With regards to the Ministry of Defence breaches, there were 49 reports classified under ‘loss of inadequately protected electronic equipment, devices or paper documents from secured Government premises’, in the most recent financial year, with an additional 19 incidents reported from outside of government premises. There were also 454 incidents logged under the general category of ‘unauthorised disclosure’.

Cyber security expert Tim Sadler, CEO, Tessian, notes: “Time and time again we see how simple incidents of human error can compromise data security and damage reputation. The thing is that mistakes are always going to happen.

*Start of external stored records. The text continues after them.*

PR #6040, opened 2026-02-27
[wip] Stop skipping serial k8s tests

kyrtapz:
Remove the PARALLEL env variable and associated logic that was unconditionally skipping all [Serial] tagged upstream Kubernetes tests. It was a confusing naming choice suggesting we ran our E2Es in parallel.

e2e-kind.sh uses `ginkgo --nodes=N` which handles serial tests at the end.
Reverts https://github.com/ovn-kubernetes/ovn-kubernetes/commit/bc9eacac17062500e81e78f951196cd14eb64c71 because we run our tests serially anyway.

So, as organisations give their staff more data to handle and make employees responsible for the safety of more sensitive information, they must find ways to better secure their people.

“Education on safe data practices is a good first step, but business leaders should consider how technology can provide another layer of protection and help people to make smarter security decisions, in order to stop mistakes turning into breaches.”

Basilio adds: “The good news for businesses is Bureau Veritas can help to assess your systems for vulnerabilities and recommend steps to make your information security systems tighter. While compliance to ISO 27001 is a voluntary certification, it can no longer just be seen as a ‘nice to have’ but rather central to demonstrating best practice and could be looked upon favourably were an attack to occur.”